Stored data
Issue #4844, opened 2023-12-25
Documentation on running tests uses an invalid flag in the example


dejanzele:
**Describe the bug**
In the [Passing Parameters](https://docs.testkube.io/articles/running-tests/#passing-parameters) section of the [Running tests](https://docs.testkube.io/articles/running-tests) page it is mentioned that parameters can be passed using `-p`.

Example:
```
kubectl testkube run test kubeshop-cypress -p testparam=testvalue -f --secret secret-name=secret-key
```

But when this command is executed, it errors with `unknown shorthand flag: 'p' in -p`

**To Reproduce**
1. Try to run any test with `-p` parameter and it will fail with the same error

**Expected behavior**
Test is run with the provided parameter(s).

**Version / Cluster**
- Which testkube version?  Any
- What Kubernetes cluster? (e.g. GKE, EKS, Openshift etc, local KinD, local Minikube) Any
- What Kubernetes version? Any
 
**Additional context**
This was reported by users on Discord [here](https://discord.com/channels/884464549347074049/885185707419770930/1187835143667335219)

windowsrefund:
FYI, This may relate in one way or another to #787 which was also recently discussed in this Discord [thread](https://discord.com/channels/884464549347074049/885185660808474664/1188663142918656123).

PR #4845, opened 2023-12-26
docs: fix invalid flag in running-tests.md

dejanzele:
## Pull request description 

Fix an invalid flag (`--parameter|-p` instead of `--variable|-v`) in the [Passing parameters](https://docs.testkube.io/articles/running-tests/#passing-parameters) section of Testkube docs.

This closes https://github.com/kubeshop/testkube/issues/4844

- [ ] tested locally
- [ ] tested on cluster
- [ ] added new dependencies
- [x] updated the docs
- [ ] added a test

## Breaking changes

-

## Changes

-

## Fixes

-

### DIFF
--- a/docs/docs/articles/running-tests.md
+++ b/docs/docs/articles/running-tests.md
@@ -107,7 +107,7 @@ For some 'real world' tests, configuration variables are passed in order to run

● **Exercise details**: Above are some records. Count the lines among them with the word "Passing", and answer with the number only.

● **Written reply**: 2